"C'est une option qui a déjà été évoquée, le 25 mai", lorsque le comité de gestion de la Stib n'avait pu trouver de consensus sur un appel de la décision du tribunal du travail de Bruxelles. Ce dernier avait ordonné à la société de transport bruxelloise de cesser de fonder sa politique de l'emploi sur un principe de neutralité exclusive, au motif que ce principe l'avait amenée à discriminer, en raison de ses convictions religieuses et de son genre, une candidate à un emploi portant le foulard.

"Attention, c'est ouvert à un compromis. Avec, en effet, une dimension qui permettait à la Stib de s'y retrouver mais aussi des reconnaissances très claires pour les femmes concernées. Soyons précis: sur l'appel, ce qui a été évoqué le 25 mai comme option reste possible pour nous, mais pas comme seule option, il y en a plusieurs possibles", expose M. Nollet.

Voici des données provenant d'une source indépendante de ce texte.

PR #11542, opened 2023-10-26
(internal): change host from 0.0.0.0 to localhost

erwinheitzman:
## Proposed changes

[//]: # (Describe the big picture of your changes here to communicate to the maintainers why we should accept this pull request. If it fixes a bug or resolves a feature request, be sure to link to that issue.)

Discret ces dernières semaines alors que le débat sur le port de signes convictionnels dans la fonction publique mettait sa consoeur bruxelloise Rajae Maouane au-devant de l'actualité, poussait DéFI à faire vaciller le gouvernement bruxellois et le MR à mettre le Premier ministre en position inconfortable (Alexander De Croo avait dû revenir s'expliquer à la Chambre sur la nomination d'Ihsane Haouach, femme voilée, au poste de commissaire à l'égalité hommes-femmes), le co-président wallon d'Ecolo affirme sa volonté de voir inscrire dans la Constitution "la neutralité absolue de l'État."

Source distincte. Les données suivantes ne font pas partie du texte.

Issue #11544, opened 2023-10-26
[💡 Feature]: Add scroll behavior to w3c moveTo, click with offset arguments, and dnd methods


udarrr:
### Is your feature request related to a problem?

Currently scrolling should be implemented in test level. 
For example if i'd like to move pointer to element with scrolling I should do not so obvious action like scrolling because element can be shifted for some reason.

1. moveTo
```
await (await browser.$("#root div.theme-switcher-menu > button > span")).scrollIntoView()
await browser.pause(animationTimeout)
await (await browser.$("#root div.theme-switcher-menu > button > span")).moveTo()
```

2. w3c click with x,y
```
await (await browser.$("#root div.theme-switcher-menu > button > span")).scrollIntoView()
await browser.pause(animationTimeout)
await (await browser.$("#root div.theme-switcher-menu > button > span")).click({x: 1, y: 1})
```

3. for dragAndDrop it can't be performed because of current implementation 

```
    const browser = getBrowserObject(this);
    return browser.action('pointer')
        .move({ duration: 0, origin, x: 0, y: 0 })
        .down({ button: ACTION_BUTTON })
        .pause(10)
        .move({ duration, origin: targetOrigin, x: targetX, y: targetY })
        .up({ button: ACTION_BUTTON })
        .perform();
```

### Describe the solution you'd like.

I'd like to suggest add scrollIntoView by default to the methods and some arguments for parametrizing the behavior.

1. moveTo

just with arguments by default

`await (await browser.$("#root div.theme-switcher-menu > button > span")).moveTo()`

and with preset arguments

`await (await browser.$("#root div.theme-switcher-menu > button > span")).moveTo({x: 10, y: 10, scrollOptions: options})`

2. the same for w3c clicking with x,y
3. and maybe for dnd if it possible to iterate with the same 'pointer' after using 'wheel'

### Code of Conduct

- [X] I agree to follow this project's Code of Conduct

christian-bromann:
@udarrr thanks for raising the issue.

Do you have some examples where this additional `moveTo` step benefits the user?

Note that an element that is not in viewport might not be able to be scrolled into view. Relying on the WebDriver protocol to do its thing and move the element into the viewport is usually a good step. Also be aware that adding these commands can increase test execution time when WebDriver endpoints are hosted in the cloud.

udarrr:
> Do you have some examples where this additional `moveTo` step benefits the user?

[...]

PR #11565, opened 2023-10-31
autoscroll for moveto and w3c click

udarrr:
related to https://github.com/webdriverio/webdriverio/issues/11544


packages/webdriverio/src/commands/element/moveTo.ts
```diff
@@ -30,6 +32,7 @@ export async function moveTo (
      * W3C way of handle the mouse move actions
      */
     const browser = getBrowserObject(this)
+    await moveInViewport(this, scrollTimeout ? scrollTimeout : 2000)
```
erwinheitzman, line 35: Let's get rid of moveInViewport, it's doing the same thing as the scrollIntoView command, so we can use that.

e2e/wdio/headless/secondTest.e2e.ts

Je plaide pour qu'on inscrive dans la Constitution que la Belgique est un État neutre et que l'action des agents et des pouvoirs publics est impartiale

"Je plaide pour qu'on y inscrive que la Belgique est un État neutre et que l'action des agents et des pouvoirs publics est impartiale". Il accompagne ce point d'un deuxième: l'affirmation des libertés de conviction individuelle, d'exprimer ces convictions et d'évoluer dans ses convictions, avec cependant des balises. "Pas de prosélytisme, pas de port de signes convictionnels pour les fonctions d'autorité, et il faut pouvoir garantir et vérifier que les actes posés sont impartiaux". Il accuse au passage le président du PS Paul Magnette d'avoir caricaturé la position d'Ecolo dans le dossier Stib et le président du MR Georges-Louis Bouchez d'avoir fragilisé Alexander De Croo face aux nationalistes flamands.

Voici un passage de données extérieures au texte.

PR #11570, opened 2023-11-01
Adding ability to get pseudo-elements css value via getCSSProperty #7709

Pawel1894:
## Proposed changes
Added possibility to select pseudo-element css value. It is not defined in Webdriver spec so I did it via browser execute and did not modify protocols.

I didn't found a way to get browser element other than passing it as argument. I also did split `getCSSProperty` to smaller functions because it was hard to understand with all the comments and pseudoElement ifs.

Example usage:
```js
element.getCSSProperty('width', {
   target: '::before',
   browser
})
```

## Types of changes

- [ ] Documentation update

## Checklist

## Further comments

I don't know how to mock window object with `got.ts` to be able to add tests for it in `getCSSProperty.test.ts`. I tried to use vitest spyOn to mock window object but it does not work.

### DIFF
--- a/packages/webdriverio/src/commands/element/getCSSProperty.ts
+++ b/packages/webdriverio/src/commands/element/getCSSProperty.ts
@@ -77,15 +77,12 @@ export async function getCSSProperty (
     cssProperty: string,
     pseudoElement?: PseudoElement,
 ) {
-    const browser = getBrowserObject(this)
-
     if (cssShorthandProps.isShorthand(cssProperty)) {
         const cssValue = await getShorthandPropertyCSSValue.call(
             this,
             {
                 cssProperty,
                 pseudoElement,
-                browser
             }
         )
 
@@ -97,7 +94,6 @@ export async function getCSSProperty (
         {
             cssProperty,
             pseudoElement,
-            browser
         }
     )
 
@@ -106,7 +102,6 @@ export async function getCSSProperty (
 
 type Options = {
     cssProperty: string;
-    browser: WebdriverIO.Browser | WebdriverIO.MultiRemoteBrowser;
     pseudoElement?: PseudoElement;
 }
 
@@ -114,17 +109,16 @@ async function getShorthandPropertyCSSValue(
     this: WebdriverIO.Element,
     options: Options
 ) {
-    const { pseudoElement, browser, cssProperty } = options
+    const { pseudoElement, cssProperty } = options
     const properties = getShorthandProperties(cssProperty)
 
     if (pseudoElement) {
         const cssValues = await Promise.all(
-            properties.map((cssProperty) => getPseudoElementCSSValue(
+            properties.map((prop) => getPseudoElementCSSValue(
                 this,
                 {
-                    browser,
                     pseudoElement,
-                    cssProperty,
+                    cssProperty: prop,
                 }
             ))
         )
@@ -148,7 +142,10 @@ async function getPropertyCSSValue(
     if (pseudoElement) {
         return await getPseudoElementCSSValue(
             this,
-            options
+            {
+                pseudoElement,
+                cssProperty
+            }
         )
     }
     return await this.getElementCSSValue(this.elementId, cssProperty)
@@ -190,12 +187,13 @@ function mergeEqualSymmetricalValue(cssValues: string[]) {
 
 async function getPseudoElementCSSValue (
     elem: WebdriverIO.Element,
-    options: Options
+    options: Required<Options>
 ): Promise<string> {
-    const { browser, cssProperty, pseudoElement }  = options
+    const browser = getBrowserObject(elem)
+    const { cssProperty, pseudoElement }  = options
     const cssValue = await browser.execute(
         (elem: Element, pseudoElement: string, cssProperty: string) => (window.getComputedStyle(elem, pseudoElement) as any)[cssProperty],
-        elem,
+        elem as unknown as Element,
         pseudoElement,
         cssProperty
     )
--- a/packages/webdriverio/src/commands/element/getCSSProperty.ts
+++ b/packages/webdriverio/src/commands/element/getCSSProperty.ts
@@ -1,10 +1,7 @@
 import cssShorthandProps from 'css-shorthand-properties'
-import { parseCSS } from '../../utils/index.js'
+import { getBrowserObject, parseCSS } from '../../utils/index.js'
 
-type PseudoElement = {
-    target: '::before'|'::after',
-    browser: WebdriverIO.Browser | WebdriverIO.MultiRemoteBrowser
- }
+type PseudoElement = '::before'|'::after'
 
 /**
  *
@@ -54,10 +51,7 @@ type PseudoElement = {
         //      }
         // }
 
-        var width = await elem.getCSSProperty('width', {
-            target: '::before',
-            browser
-        })
+        var width = await elem.getCSSProperty('width', '::before')
         console.log(width)
         // outputs the following:
         // {
@@ -83,11 +77,16 @@ export async function getCSSProperty (
     cssProperty: string,
     pseudoElement?: PseudoElement,
 ) {
+    const browser = getBrowserObject(this)
+
     if (cssShorthandProps.isShorthand(cssProperty)) {
         const cssValue = await getShorthandPropertyCSSValue.call(
             this,
-            cssProperty,
-            pseudoElement,
+            {
+                cssProperty,
+                pseudoElement,
+                browser
+            }
         )
 
         return parseCSS(cssValue, cssProperty)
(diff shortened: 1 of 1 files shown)


packages/webdriverio/src/commands/element/getCSSProperty.ts
```diff
@@ -1,6 +1,11 @@
 import cssShorthandProps from 'css-shorthand-properties'
 import { parseCSS } from '../../utils/index.js'
 
+type PseudoElement = {
+    target: '::before'|'::after',
+    browser: WebdriverIO.Browser | WebdriverIO.MultiRemoteBrowser
```
christian-bromann, line 6: Why should users pass in the `browser` instance? You can just use `this` or use the `getBrowserObject` to get the browser instance from an element

Pawel1894: I updated the code, browser is no longer in params, I get it via `getBrowserObject ` inside `getCSSProperty`. As for using `execute` on element it is not working.

Pawel1894:
> It would be nice to get unit tests for this.

As I wrote in PR comment. I have tried to mock window object and make it work with got, but nothing worked, no idea how to do it.

packages/webdriverio/src/commands/element/getCSSProperty.ts
```diff
@@ -83,66 +77,78 @@ export async function getCSSProperty (
...
+
     if (cssShorthandProps.isShorthand(cssProperty)) {
         const cssValue = await getShorthandPropertyCSSValue.call(
             this,
-            cssProperty,
-            pseudoElement,
+            {
+                cssProperty,
+                pseudoElement,
+                browser
```
christian-bromann, line 88: No need to pass this along since you can call `const browser = getBrowserObject(this)` in `getShorthandPropertyCSSValue`

packages/webdriverio/src/commands/element/getCSSProperty.ts
```diff
@@ -83,66 +77,78 @@ export async function getCSSProperty (
...
     }
 
     const cssValue = await getPropertyCSSValue.call(
         this,
-        cssProperty,
-        pseudoElement,
+        {
+            cssProperty,
+            pseudoElement,
+            browser
```
christian-bromann, line 100: same

packages/webdriverio/src/commands/element/getCSSProperty.ts
Pawel1894: uptated - silly mistake by me sorry 😞

packages/webdriverio/src/commands/element/getCSSProperty.ts
```diff
@@ -64,50 +66,137 @@ import { parseCSS } from '../../utils/index.js'
...
+
+async function getPseudoElementCSSValue (
+    elem: WebdriverIO.Element,
+    options: Required<Options>
+): Promise<string> {
+    const browser = getBrowserObject(elem)
+    const { cssProperty, pseudoElement }  = options
+    const cssValue = await browser.execute(
+        (elem: Element, pseudoElement: string, cssProperty: string) => (window.getComputedStyle(elem, pseudoElement) as any)[cssProperty],
+        elem as unknown as Element,
```
Pawel1894, line 196: I don't know why it was ok for typescript earlier when I was passing browser via params, but now i got error that `WebdriverIO.Element` can't be used as `Element`. 
The only solution i found is this ugly casting

packages/webdriverio/src/commands/element/getCSSProperty.ts
Pawel1894: uptated

packages/webdriverio/src/commands/element/getCSSProperty.ts
christian-bromann: Yeah, this is because the browser driver transforms the `WebdriverIO.Element` reference into a web `Element` reference and we haven't found a nice way to teach TypeScript that 😉 I think this is fine for now

packages/webdriverio/src/commands/element/getCSSProperty.ts
```diff
@@ -64,50 +66,137 @@ import { parseCSS } from '../../utils/index.js'
...
+
+    const cssValue = await getPropertyCSSValue.call(
+        this,
+        {
+            cssProperty,
+            pseudoElement,
+        }
+    )
+
+    return parseCSS(cssValue, cssProperty)
```
christian-bromann, line 100: We can simplify this to:
```suggestion
    const getCSSProperty = cssShorthandProps.isShorthand(cssProperty)
        ? getShorthandPropertyCSSValue
        : getPropertyCSSValue

    const cssValue = await getCSSProperty.call(
        this,
        {
            cssProperty,
            pseudoElement,
        }
    )

    return parseCSS(cssValue, cssProperty)
```

christian-bromann:
> I have tried to mock window object and make it work with got, but nothing worked, no idea how to do it.

There is no need to mock the window object. We already have [some unit tests](https://github.com/webdriverio/webdriverio/blob/aa891330bbb517d106024bc95d0c344388423373/packages/webdriverio/tests/commands/element/getCSSProperty.test.ts) for the command which mocks the `got` package to fake requests to browser drivers (so the function within `execute` is never really being run). You can find the mock specification in [`./__mocks__/got.ts`](https://github.com/webdriverio/webdriverio/blob/8c2d65c49ac37a348ea04d9bff33cbc5d20d06ab/__mocks__/got.ts#L187-L198).

Pawel1894:
> > I have tried to mock window object and make it work with got, but nothing worked, no idea how to do it.
> 
> There is no need to mock the window object. We already have [some unit tests](https://github.com/webdriverio/webdriverio/blob/aa891330bbb517d106024bc95d0c344388423373/packages/webdriverio/tests/commands/element/getCSSProperty.test.ts) for the command which mocks the `got` package to fake requests to browser drivers (so the function within `execute` is never really being run). You can find the mock specification in [`./__mocks__/got.ts`](https://github.com/webdriverio/webdriverio/blob/8c2d65c49ac37a348ea04d9bff33cbc5d20d06ab/__mocks__/got.ts#L187-L198).

Nice, I'll look into it on saturday 😄

Pawel1894:
> > > I have tried to mock window object and make it work with got, but nothing worked, no idea how to do it.
> > 
> > 
> > There is no need to mock the window object. We already have [some unit tests](https://github.com/webdriverio/webdriverio/blob/aa891330bbb517d106024bc95d0c344388423373/packages/webdriverio/tests/commands/element/getCSSProperty.test.ts) for the command which mocks the `got` package to fake requests to browser drivers (so the function within `execute` is never really being run). You can find the mock specification in [`./__mocks__/got.ts`](https://github.com/webdriverio/webdriverio/blob/8c2d65c49ac37a348ea04d9bff33cbc5d20d06ab/__mocks__/got.ts#L187-L198).
> 
> Nice, I'll look into it on saturday 😄

Ok, so I tried to make test work , but without success.

When I use `window.getComputedStyle` inside `execute` I'm getting this error:

**ReferenceError: window is not defined**
```js
eval __mocks__/got.ts:207:24
    205|     case `/session/${sessionId}/execute/sync`: {
    206|         // mock execute
    207|         const script = Function(params.json.script)
       |                        ^
    208|         const args = params.json.args.map((arg: any) => (arg && (
```
I tried to look for examples, I used some other window properties like window.scrollY inside my function and it worked.. but this one does not. Do I need to also add this specific function somewhere in mocks to make it work?

christian-bromann:
@Pawel1894 for this test you can try to attach a mocked window object to the global scope, e.g. `globalThis.window = { getComputedStyle: vi.fn() }`

Pawel1894:
> @Pawel1894 for this test you can try to attach a mocked window object to the global scope, e.g. `globalThis.window = { getComputedStyle: vi.fn() }`

So i tried what you recommended, also this but with `mockReturnValue` and `mockImplementation` and I always end up getting with empty object returned from `execute` function.

So I end up with this
```ts
TypeError: Cannot read properties of undefined (reading 'padding-top')
 ❯ eval __mocks__/got.ts:206:24
    204|     case `/session/${sessionId}/execute`:
    205|     case `/session/${sessionId}/execute/sync`: {
    206|         const script = Function(params.json.script)
```

`vi.spyOn(browser, 'execute').mockReturnValue('12px')` <- this worked for me but it won't allow me to write test for shorthand property, so I'm not happy with this solution either.

Pawel1894:
> > also this but with `mockReturnValue` and `mockImplementation`
> 
> I am not sure if you need these. Instead make sure the mock (`./__mocks__/got.ts`) returns the expected value for your needs. Also feel free to stub the browser objects completely if you don't want to use the mock.

@christian-bromann Tbh it is really hard for me to understand how code in `mocks got.ts` works. Do you mean by  _feel free to stub the browser objects_ to mock the `getPseudoElementCSSValue`?

christian-bromann (approved):
I will go ahead and merge this and will add necessary unit tests as an additional PR.

Thanks for the contribution 👍

christian-bromann:
See https://github.com/webdriverio/webdriverio/commit/d68bc2e9f8f60e3e252b005f268b7396245c862d

Pawel1894:
@christian-bromann Thx 👍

La prise de parole de Jean-Marc Nollet se veut aussi socio-économique et fiscale: pour faire face au choc consécutif à la crise du coronavirus, il rappelle sa proposition de campagne d'augmenter le pouvoir d'achat via un crédit d'impôt dégressif qui peut aller, pour les revenus les plus bas, jusqu'à 225 euros net par mois en plus. Et pour soutenir les entreprises, l'écologiste propose une réduction de cotisations sociales ciblée, quand l'employeur recrute des travailleurs dont le poste est en concurrence avec ceux de pays étrangers.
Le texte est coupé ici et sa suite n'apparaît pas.